• [Your objective] Using the data beneath this instruction, retype only the lines from the one that contains "the areas above." down to the one that contains "## Disposition after", both included, exactly as they appear.

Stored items

BEGIN

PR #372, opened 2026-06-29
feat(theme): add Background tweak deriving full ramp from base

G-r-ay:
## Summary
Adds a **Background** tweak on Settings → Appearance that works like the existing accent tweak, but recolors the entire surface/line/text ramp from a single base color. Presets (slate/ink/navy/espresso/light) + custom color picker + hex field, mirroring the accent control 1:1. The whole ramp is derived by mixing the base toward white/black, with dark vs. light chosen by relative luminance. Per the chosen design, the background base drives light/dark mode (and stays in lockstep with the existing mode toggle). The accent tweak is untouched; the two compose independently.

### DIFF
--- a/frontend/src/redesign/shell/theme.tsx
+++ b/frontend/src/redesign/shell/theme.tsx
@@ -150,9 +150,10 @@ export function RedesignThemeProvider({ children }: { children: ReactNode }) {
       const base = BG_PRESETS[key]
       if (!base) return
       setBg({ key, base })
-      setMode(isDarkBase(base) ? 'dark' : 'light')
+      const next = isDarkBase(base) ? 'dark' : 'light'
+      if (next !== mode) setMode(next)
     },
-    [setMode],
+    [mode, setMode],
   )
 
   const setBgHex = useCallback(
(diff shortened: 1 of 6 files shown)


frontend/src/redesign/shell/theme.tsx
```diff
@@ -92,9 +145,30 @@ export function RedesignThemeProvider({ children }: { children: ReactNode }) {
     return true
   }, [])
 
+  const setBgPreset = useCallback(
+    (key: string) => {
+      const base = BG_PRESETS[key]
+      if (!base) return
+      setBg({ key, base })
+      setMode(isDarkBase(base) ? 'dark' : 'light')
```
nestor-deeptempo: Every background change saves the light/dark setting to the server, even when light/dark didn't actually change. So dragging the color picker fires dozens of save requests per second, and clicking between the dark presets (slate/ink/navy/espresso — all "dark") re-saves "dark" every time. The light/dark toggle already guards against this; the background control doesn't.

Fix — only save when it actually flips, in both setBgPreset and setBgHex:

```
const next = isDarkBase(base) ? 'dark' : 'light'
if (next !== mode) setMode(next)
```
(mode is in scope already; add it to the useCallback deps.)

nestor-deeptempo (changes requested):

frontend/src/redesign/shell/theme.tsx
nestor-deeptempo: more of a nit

END
BEGIN

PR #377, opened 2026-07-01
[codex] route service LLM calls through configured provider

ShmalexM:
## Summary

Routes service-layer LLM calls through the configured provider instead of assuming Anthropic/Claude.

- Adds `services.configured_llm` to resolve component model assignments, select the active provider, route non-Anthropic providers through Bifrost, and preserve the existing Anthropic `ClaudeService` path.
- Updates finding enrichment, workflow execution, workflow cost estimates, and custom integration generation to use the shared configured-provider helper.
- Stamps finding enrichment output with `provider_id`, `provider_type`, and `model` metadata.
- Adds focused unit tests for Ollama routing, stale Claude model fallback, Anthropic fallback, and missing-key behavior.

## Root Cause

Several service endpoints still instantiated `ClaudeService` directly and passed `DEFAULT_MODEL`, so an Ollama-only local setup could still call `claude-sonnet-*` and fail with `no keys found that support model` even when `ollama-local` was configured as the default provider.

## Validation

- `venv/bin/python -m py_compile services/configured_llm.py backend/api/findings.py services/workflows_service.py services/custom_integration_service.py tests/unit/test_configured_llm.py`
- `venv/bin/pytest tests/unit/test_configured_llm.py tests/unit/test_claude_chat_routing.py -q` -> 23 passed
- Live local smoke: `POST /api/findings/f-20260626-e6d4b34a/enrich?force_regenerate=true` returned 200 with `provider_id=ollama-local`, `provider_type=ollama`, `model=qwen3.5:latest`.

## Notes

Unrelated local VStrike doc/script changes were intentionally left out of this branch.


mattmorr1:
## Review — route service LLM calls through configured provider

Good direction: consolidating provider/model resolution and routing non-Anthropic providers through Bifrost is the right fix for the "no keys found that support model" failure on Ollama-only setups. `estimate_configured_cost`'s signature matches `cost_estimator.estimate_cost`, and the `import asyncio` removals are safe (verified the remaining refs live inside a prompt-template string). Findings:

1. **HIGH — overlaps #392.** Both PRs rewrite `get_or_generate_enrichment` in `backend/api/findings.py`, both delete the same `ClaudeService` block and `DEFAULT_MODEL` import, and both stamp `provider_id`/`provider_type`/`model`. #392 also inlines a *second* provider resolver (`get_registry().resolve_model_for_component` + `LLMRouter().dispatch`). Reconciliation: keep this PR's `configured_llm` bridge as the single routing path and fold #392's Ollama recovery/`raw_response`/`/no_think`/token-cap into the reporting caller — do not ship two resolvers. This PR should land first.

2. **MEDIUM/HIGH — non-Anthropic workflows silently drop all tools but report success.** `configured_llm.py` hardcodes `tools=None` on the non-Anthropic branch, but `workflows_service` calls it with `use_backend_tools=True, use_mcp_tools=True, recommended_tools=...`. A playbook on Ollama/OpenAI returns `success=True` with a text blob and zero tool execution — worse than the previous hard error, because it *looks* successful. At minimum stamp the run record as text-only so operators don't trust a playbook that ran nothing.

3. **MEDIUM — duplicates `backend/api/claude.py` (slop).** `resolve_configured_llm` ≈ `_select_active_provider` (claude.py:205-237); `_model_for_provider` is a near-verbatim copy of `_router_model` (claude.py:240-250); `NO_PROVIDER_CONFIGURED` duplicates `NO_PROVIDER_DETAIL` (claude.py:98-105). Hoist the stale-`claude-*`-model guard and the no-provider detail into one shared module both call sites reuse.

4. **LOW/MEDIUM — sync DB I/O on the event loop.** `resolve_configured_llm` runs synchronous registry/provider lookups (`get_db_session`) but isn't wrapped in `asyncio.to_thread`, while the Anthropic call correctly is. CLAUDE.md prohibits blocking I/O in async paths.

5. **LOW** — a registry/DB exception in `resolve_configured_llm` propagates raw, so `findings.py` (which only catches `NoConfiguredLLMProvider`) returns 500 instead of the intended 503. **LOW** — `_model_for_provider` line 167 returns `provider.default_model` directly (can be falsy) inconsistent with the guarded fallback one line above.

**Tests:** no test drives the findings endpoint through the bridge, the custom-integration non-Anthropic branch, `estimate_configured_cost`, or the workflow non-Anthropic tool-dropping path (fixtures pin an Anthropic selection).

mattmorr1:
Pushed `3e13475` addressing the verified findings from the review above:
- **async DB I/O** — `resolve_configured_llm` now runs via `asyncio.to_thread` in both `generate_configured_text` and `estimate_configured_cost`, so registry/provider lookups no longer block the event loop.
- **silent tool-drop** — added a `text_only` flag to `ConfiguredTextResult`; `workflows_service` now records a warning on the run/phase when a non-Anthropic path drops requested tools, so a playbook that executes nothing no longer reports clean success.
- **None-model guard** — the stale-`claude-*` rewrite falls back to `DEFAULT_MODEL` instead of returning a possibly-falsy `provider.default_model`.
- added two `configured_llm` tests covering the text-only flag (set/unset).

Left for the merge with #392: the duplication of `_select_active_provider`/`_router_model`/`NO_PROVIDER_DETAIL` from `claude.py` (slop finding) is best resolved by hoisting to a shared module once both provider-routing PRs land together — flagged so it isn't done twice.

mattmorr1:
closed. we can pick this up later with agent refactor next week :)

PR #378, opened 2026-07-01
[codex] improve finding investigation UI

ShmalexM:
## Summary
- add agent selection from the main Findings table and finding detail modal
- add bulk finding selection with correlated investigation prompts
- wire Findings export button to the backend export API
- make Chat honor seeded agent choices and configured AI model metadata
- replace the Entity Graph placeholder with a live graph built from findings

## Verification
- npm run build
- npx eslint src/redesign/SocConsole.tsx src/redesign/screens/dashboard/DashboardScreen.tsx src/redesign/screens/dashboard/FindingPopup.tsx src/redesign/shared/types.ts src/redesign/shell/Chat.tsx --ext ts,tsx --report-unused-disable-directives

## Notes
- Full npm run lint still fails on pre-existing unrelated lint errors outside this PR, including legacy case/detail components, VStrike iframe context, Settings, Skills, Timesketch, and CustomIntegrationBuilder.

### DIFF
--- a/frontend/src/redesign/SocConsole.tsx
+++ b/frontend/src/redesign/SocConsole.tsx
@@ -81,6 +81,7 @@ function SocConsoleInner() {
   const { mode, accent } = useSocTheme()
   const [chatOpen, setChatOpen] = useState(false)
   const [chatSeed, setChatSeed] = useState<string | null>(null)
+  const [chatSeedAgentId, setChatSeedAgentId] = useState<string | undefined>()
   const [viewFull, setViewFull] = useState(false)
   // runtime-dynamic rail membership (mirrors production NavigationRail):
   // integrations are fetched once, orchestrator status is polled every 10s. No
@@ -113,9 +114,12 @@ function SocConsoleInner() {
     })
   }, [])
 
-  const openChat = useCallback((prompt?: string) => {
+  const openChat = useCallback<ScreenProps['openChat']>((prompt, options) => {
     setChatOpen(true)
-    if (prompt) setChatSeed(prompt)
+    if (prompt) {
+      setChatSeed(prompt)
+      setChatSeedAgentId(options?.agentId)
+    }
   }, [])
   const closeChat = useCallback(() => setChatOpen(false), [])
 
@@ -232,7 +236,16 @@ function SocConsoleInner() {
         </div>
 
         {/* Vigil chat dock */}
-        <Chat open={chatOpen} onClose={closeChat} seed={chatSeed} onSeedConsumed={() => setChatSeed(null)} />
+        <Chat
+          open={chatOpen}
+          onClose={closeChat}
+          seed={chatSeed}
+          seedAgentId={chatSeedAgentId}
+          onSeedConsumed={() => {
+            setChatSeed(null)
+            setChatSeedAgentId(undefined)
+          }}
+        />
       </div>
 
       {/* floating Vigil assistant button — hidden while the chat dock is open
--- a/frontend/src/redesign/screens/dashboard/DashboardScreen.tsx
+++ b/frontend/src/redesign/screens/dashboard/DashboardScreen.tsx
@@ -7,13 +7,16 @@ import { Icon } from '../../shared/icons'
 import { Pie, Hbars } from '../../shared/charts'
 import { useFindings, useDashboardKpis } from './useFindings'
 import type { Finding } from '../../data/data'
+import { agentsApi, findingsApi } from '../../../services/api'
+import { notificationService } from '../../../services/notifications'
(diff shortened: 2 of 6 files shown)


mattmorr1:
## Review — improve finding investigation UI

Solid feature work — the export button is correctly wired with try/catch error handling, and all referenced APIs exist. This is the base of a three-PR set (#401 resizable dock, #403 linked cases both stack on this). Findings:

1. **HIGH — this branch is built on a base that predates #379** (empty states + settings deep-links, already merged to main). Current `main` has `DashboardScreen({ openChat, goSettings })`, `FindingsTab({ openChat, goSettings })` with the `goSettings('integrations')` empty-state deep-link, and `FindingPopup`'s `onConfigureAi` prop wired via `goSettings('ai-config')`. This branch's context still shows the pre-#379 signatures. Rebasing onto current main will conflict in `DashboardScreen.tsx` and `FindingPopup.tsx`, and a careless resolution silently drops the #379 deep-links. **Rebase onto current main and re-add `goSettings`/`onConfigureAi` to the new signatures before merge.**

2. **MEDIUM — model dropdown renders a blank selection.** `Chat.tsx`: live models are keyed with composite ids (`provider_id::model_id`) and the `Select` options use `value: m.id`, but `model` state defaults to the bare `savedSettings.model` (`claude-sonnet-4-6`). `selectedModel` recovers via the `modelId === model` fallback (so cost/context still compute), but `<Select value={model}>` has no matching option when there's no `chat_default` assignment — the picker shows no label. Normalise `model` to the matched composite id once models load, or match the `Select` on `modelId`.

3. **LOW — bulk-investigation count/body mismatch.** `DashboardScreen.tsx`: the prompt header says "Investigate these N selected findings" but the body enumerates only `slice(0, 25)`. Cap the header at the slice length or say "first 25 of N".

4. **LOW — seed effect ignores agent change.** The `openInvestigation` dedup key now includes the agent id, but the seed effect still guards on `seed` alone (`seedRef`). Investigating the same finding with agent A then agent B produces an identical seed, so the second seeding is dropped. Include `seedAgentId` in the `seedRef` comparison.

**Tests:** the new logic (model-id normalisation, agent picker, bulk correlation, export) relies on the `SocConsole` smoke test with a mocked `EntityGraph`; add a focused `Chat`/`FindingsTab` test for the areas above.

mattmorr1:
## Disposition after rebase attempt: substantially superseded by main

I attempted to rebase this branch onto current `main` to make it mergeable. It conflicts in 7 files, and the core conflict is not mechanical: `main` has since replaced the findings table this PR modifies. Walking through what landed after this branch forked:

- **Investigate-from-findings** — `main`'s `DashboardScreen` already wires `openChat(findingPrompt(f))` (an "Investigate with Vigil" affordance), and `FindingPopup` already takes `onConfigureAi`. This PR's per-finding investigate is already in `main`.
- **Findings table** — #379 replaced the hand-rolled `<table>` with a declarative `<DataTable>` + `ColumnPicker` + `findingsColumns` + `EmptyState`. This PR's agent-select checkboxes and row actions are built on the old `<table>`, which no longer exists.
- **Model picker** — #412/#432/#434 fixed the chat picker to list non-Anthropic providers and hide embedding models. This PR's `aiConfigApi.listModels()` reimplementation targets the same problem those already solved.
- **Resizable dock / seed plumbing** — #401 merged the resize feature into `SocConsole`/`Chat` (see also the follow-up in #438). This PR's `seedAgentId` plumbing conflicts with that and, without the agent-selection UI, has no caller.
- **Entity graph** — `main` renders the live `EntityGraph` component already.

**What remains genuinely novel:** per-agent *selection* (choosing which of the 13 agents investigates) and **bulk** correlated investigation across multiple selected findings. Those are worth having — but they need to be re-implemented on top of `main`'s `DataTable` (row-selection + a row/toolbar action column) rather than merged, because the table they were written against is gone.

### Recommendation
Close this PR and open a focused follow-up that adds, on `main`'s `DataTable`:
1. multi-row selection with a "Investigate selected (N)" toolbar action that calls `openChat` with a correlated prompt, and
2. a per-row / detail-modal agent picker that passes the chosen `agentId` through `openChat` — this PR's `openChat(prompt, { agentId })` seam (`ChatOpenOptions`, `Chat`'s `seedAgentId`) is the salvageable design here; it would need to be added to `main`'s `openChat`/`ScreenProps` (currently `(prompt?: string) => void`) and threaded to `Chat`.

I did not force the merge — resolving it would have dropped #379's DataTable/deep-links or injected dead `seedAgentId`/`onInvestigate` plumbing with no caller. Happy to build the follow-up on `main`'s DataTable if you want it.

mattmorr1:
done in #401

END

• [Answer section]
**Tests:** the new logic (model-id normalisation, agent picker, bulk correlation, export) relies on the `SocConsole` smoke test with a mocked `EntityGraph`; add a focused `Chat`/`FindingsTab` test for the areas above.

mattmorr1:
## Disposition after rebase attempt: substantially superseded by main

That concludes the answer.